Start of RECORDS SHOWN
PR #1830, opened 2019-06-20
publicize connection pool api

nlevitt:
Can we make this stuff public? It's useful! I'm using it here: https://github.com/nlevitt/monie
Or is there a better way?

If you are amenable to this change, I can take a pass at documenting the "FIXME: document me" stuff.

### DIFF
--- a/src/client/mod.rs
+++ b/src/client/mod.rs
@@ -99,7 +99,7 @@ use self::pool::{Key as PoolKey, Pool, Poolable, Pooled, Reservation};
 pub mod conn;
 pub mod connect;
 pub(crate) mod dispatch;
-mod pool;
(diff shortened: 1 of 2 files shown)


seanmonstar:
Eek, several of those types and functions are sloppy *because* they aren't public. Also, some expose implementation details I'd rather not be frozen.

That said, I have wanted to make the pool stuff generic, such that it's basically a `MakeService`...

nlevitt:
> That said, I have wanted to make the pool stuff generic, such that it's basically a MakeService...

I like the sound of that, but not sure I'm up for attempting to implement it at the moment. I guess I'll keep doing what I've been doing, for the time being. :)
End of RECORDS SHOWN
• WHAT IS EXPECTED
Output all of the data exactly as given.

• ANSWER BELOW
PR #1830, opened 2019-06-20
publicize connection pool api

nlevitt:
Can we make this stuff public? It's useful! I'm using it here: https://github.com/nlevitt/monie
Or is there a better way?

If you are amenable to this change, I can take a pass at documenting the "FIXME: document me" stuff.

### DIFF
--- a/src/client/mod.rs
+++ b/src/client/mod.rs
@@ -99,7 +99,7 @@ use self::pool::{Key as PoolKey, Pool, Poolable, Pooled, Reservation};
 pub mod conn;
 pub mod connect;
 pub(crate) mod dispatch;
-mod pool;
(diff shortened: 1 of 2 files shown)


seanmonstar:
Eek, several of those types and functions are sloppy *because* they aren't public. Also, some expose implementation details I'd rather not be frozen.

That said, I have wanted to make the pool stuff generic, such that it's basically a `MakeService`...

nlevitt:
> That said, I have wanted to make the pool stuff generic, such that it's basically a MakeService...

I like the sound of that, but not sure I'm up for attempting to implement it at the moment. I guess I'll keep doing what I've been doing, for the time being. :)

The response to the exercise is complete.